Department of Biostatistics, Harvard School of Public Health, Boston, Massachusetts 02115, USA.
Genet Epidemiol. 2011 Nov;35(7):620-31. doi: 10.1002/gepi.20610. Epub 2011 Aug 4.
In this article, we develop a powerful test for identifying single nucleotide polymorphism (SNP)-sets that are predictive of survival with data from genome-wide association studies. We first group typed SNPs into SNP-sets based on genomic features and then apply a score test to assess the overall effect of each SNP-set on the survival outcome through a kernel machine Cox regression framework. This approach uses genetic information from all SNPs in the SNP-set simultaneously and accounts for linkage disequilibrium (LD), leading to a powerful test with reduced degrees of freedom when the typed SNPs are in LD with each other. This type of test also has the advantage of capturing the potentially nonlinear effects of the SNPs, SNP-SNP interactions (epistasis), and the joint effects of multiple causal variants. By simulating SNP data based on the LD structure of real genes from the HapMap project, we demonstrate that our proposed test is more powerful than the standard single SNP minimum P-value-based test for association studies with censored survival outcomes. We illustrate the proposed test with a real data application.

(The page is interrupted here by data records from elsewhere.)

PR #1280, opened 2025-02-24
Fix benchmark script column names for sweeped params

dannycjones:
If the column names are not defined in the Hydra script, they will be prefixed by `+`. In order to keep things simple on the analysis side, we'll name the columns with placeholder values which will be replaced when running the script with multiple experiments.

It changes output of the benchmark script only.

No, no changelog entry or version change as no change to Mountpoint itself.

---

### DIFF
--- a/benchmark/conf/config.yaml
+++ b/benchmark/conf/config.yaml
@@ -12,7 +12,8 @@ write_part_size: 16777216 # to allow for uploads of 100GiB
 
 metadata_ttl: "indefinite"
 
-fio_benchmarks: sequential_read  #, random_read, sequential_write
+fio_benchmarks:
+  - sequential_read
 
 # Path to Mountpoint binary. Recommended to use an absolute path.
 mountpoint_binary: !!null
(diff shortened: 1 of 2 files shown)


benchmark/conf/config.yaml
```diff
@@ -24,6 +24,13 @@ upload_checksums: !!null
 
 iterations: 1
 
+# Define defaults for these columns, but script will run as MULTIRUN by default
+fuse_threads: !!null
+application_workers: 1
+direct_io: false
+fio_benchmark: "sequential_read"
+iteration: 1
```
sahityadg, line 32: nit: Should we use iterations and fio_benchmarks to define defaults and remove overrides, as they are also setting the same value anyway.

dannycjones: For iterations, I think using something static makes sense since it doesn't actually depend on the `iterations` value. (It should be `0` though, I'll update that.)

I think this makes a lot of sense for `fio_benchmark`, I'll update that.

PR #1294, opened 2025-02-28
Fork submodule revert

ujinho:
As we decided to U-turn from the submodule approach and back to keeping FUSER fork in the `vendor/fuser` folder we need to revert these changes.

在本文中,我们开发了一种强大的测试方法,用于识别与全基因组关联研究数据相关的可预测生存的单核苷酸多态性 (SNP) 集。我们首先根据基因组特征将已分型的 SNPs 分组到 SNP 集中,然后通过核机器 Cox 回归框架应用评分检验来评估每个 SNP 集对生存结果的总体影响。这种方法同时利用 SNP 集中所有 SNPs 的遗传信息,并考虑连锁不平衡 (LD),从而在已分型的 SNPs 相互 LD 时,减少自由度,得到强大的检验。这种检验还具有捕捉 SNPs、SNP-SNP 相互作用(上位性)以及多个因果变异的联合效应的潜在非线性效应的优势。通过基于 HapMap 项目中真实基因的 LD 结构模拟 SNP 数据,我们证明了我们提出的检验对于带有删失生存结局的关联研究比基于标准单 SNP 最小 P 值的检验更有效。我们通过实际数据应用说明了所提出的检验。